The promise of seamless AI assistants on your wrist or face remained mostly unfulfilled. They were useful, certainly more capable than previous generations, but the transformative wearable experience everyone predicted still felt just out of reach.
X for xAI
Elon Musk's xAI had a colossal year filled with drama, ambition, and controversy. The company built one of the world's largest AI training facilities, deployed it faster than anyone thought possible, and pushed Grok—xAI's chatbot—as a politically unfiltered alternative to "woke" AI. The facility's energy consumption and environmental impact drew criticism, while Grok's deliberately provocative tone generated both enthusiasm and concern.
Musk positioned xAI as the counter to AI "censorship," though critics noted his own platform moderation inconsistencies. The company raised massive funding, hired aggressively, and demonstrated that even in a crowded AI field, Musk's brand of chaos could carve out space.
Y for Yann LeCun
One of AI's founding figures made shocking moves. Yann LeCun, Meta's chief AI scientist and a Turing Award winner often called the "godfather of AI," announced his departure to start his own venture.

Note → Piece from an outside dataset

PR #1592, opened 2016-12-01
1349 campaign impact goals

### LINKED ISSUE #1349: Edit Campaign > Add Impact Goals  - Plural descriptor is confusing
screen shot 2016-10-06 at 9 33 55 am

The text description mentions "Goal**s**". However an individual campaign (it appears) may only have 1 goal attached.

Even more provocatively, he publicly declared that large language models were overrated, arguing the field had become too narrowly focused on scaling up transformers. His new company would explore alternative architectures and approaches, betting that the current LLM paradigm had fundamental limitations.
Coming from someone of LeCun's stature, the statement sent shockwaves through AI circles, validating concerns some researchers had quietly shared and suggesting the next wave of AI might look very different from today's GPT-style models.
Z for Zenith
Tech valuations reached stratospheric heights in 2025, with AI companies commanding eye-watering multiples that made even dot-com bubble veterans nervous. Startups with minimal revenue but AI in their pitch decks raised hundreds of millions at billion-dollar valuations. Nvidia briefly became the world's most valuable company, its market cap swelling past $3 trillion. The hype cycle seemed unstoppable—every earnings call mentioned AI dozens of times, every product launch promised AI integration, every company rebranded as an "AI-first" organisation.
But whispers of sustainability concerns grew louder.As 2025 drew to a close, the alphabet of technology told a story of an industry in dramatic transformation. AI had moved from tool to agent, from novelty to infrastructure. Companies rose and fell with remarkable speed. Innovations that seemed impossible became mundane within months. And through it all, the pace only accelerated. Looking ahead, one thing seemed certain: if 2025 taught us anything, it's that in technology, the only constant is that whatever seems revolutionary today will be foundational tomorrow.
The question isn't whether things will change—it's whether we can keep up.